There is no justification for that government to live on 93 bututs of taxes and no-taxes collected. The government is too bloated and redundant for the purposes it was created for; hence too expensive and corrupt. To change will require a fundamental paradigm shift where Banjul will be strip to only functions relevant at the center. The rest of governance will be kick to the people where they live. After all Independent democratic republic is self-governing. That’s freedom and dignity independence promised.

On the other side prosperity will not grace our shores with begging and grand-parties. It will come and sustained through time tested management of resources of production. We are blessed with able human resources that are capable of accounting for the interface of our needs/wants and our Factors of Production. We do not have everything, but no country does – all that we need is right public policies, right mobilization and right organization.

Generating a mere D18b (17%) from taxes and non-taxes from an economy of D105 shows lack of seriousness, lack of know-how and public corruption.
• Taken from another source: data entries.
PR #458, opened 2020-07-06
Fix and extend acceptance test sweeper.

andrewsomething:
I noticed that the acceptance test sweeper has not been running. This was this was because it does not have access to the provider's `DefaultFunc` at runtime. In particular, `DIGITALOCEAN_API_URL` was not being correctly set.

This resolves that issue as well as adding sweepers for database clusters and Kubernetes clusters.


MasonEgger (approved):
LGTM

PR #465, opened 2020-07-20
kubernetes - add support for surge upgrades

varshavaradarajan:
Introduce the cluster config option `surge_upgrade` for users. This will allow the users to choose if they want new worker nodes to be created before destroying the outdated nodes during an upgrade.


varshavaradarajan:
cc @adamwg, @waynr, @andrewsomething

varshavaradarajan:
@andrewsomething - thank you for reviewing this. I have addressed your comments. Do you mind taking another look when free?

PR #474, opened 2020-08-04
Update record.html.markdown

michaelwooley:
Make clear that the `name` field is modifying the hostname, which is more consistent with UI. For whatever reason I lost 15 minutes on this today trying to understand how to add a record on a subdomain. Maybe this would have cleared it up. Oftentimes "name" is more decorative/useful for other resources whereas here it is quite important to the resource itself.


MattIPv4:
Hey, @michaelwooley - Thanks a ton for this PR! 😄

Taxes cannot be collected rightly and fairly without adequate systems that account outputs in the economy. For the most part it is not our inability to institute such systems but our refusal because it will curtail stealing from the public.

Finally, human nature is intertwined with vices, guess from creation. No system is perfect enough to completely contain those vices. The fixes are constant battles of innovative changes.  Gambians are generally good and pious yet hard to find one that will not illegitimate rob the public given a chance. This is an interesting contradiction between our spiritual and physical beings. I will leave that to psychologists/social-scientists to worry about. Nonetheless, for any chances to the promises of independence we have to be better than what we have being the past 56 years and counting.